As their liner notes clarify, human heedlessness and the climate crisis are at the heart of the matter with askew world politics, a critique of capitalism and the Pandemic thrown in for good measure, creating a soundtrack at once ebullient and keening. The lyrics are rife with loss and ambivalence and yet manage to be hopeful, empowering, and joyful.
My favorites are " Empty Skies," " So Much (to Feel Guilty About)," " Blabber," " Flux," "We Can,We Can," but really We're OK. But We're Lost Anyway plays best as a whole- a concept album cycling through the moment to repeat again. I am torn about which video for "So Much (to Feel Guilty About)" to recommend.

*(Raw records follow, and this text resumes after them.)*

PR #1354, opened 2025-11-13
Style: Cpp formatting

djgormley:
Additional formatting courtesy of `lint.sh` + `iwyu'.

### DIFF
--- a/kotekan/kotekan.cpp
+++ b/kotekan/kotekan.cpp
@@ -2,7 +2,7 @@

The animation in the lyrics video evokes Russian Suprematism, American Minimalism and a Swiss graphic design sensibility, while the live studio version shows off beautifully their collective skill and delivers an energetic you-are-there-behind-the-scenes feeling. Why not watch both?
Our ability to congregate together is a precious gift. Orchestre Tout Puissant Marcel Duchamp‘s take on this pleasure is a lavish and marvelously live-sounding recording. Having a 12-piece orchestra feels like a swooning extravagance, an aural wonder and it really speaks to the moment in a poignant way.
Find the orchestre online.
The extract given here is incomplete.